The rest of my surgery was pretty uneventful. I don’t remember much about the next several hours at all, really. I know Dave called our parents, but I don’t remember any of it. Dave also went to the NICU to see Jillian. I don’t remember him leaving, but I do remember him showing me pictures of her that he’d taken on my phone. Eventually I was moved to another floor, and I was wheeled on a bed into the NICU so we could see Jillian. I have to admit that I was terrified by what I saw despite seeing pictures of her ahead of time. In addition to the countless tubes and wires, Jillian’s skin was discolored (she was black and blue all over her tiny body). That said, she was the most perfect thing I’d ever seen. My heart ached liked I’d never felt before. I wanted nothing more than to hold her against me and talk to her, We did get to touch her, but I was terrified that I would hurt her.

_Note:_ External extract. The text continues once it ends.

PR #445, opened 2020-10-02
V434 mem leak repairs

baallan:
This fixes several memory leaks in configuration and ldms_ls handling paths and adds the test scripts that uncovered them.
Each bug fix is in its own commit.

By the time we got to my new room, it was after two in the morning. We tried to sleep, but I was too terrified to close my eyes. I spent the rest of the night watching the most boring shows I’ve ever seen about dangerous roads around the world. It was my only option, though, because literally everything else on TV involved babies, pregnant women, or death. I did start to nod off a few times, but when I did, I would either start reliving the c-section or I would hear a baby cry down the hall, which pretty much ripped my heart out (I have since been moved to another floor, thankfully).
There are a million more details that I want to write, but I need to take a break for now. Jillian is hanging in there so far. We hopefully have a very, very long road ahead of us. While it’s terrifying to know that our baby may be in the NICU until at least the end of March, it’s even more terrifying to think of the possibility of her not being there. We’re trying to stay positive, but it isn’t easy, and we’re also afraid to get our hopes up, even though hope is all we have at this point. I’ll post about this separately, but I will say that Dave and I are both astounded by the outpouring of love, support, and prayers we’ve received from friends, family, and total strangers.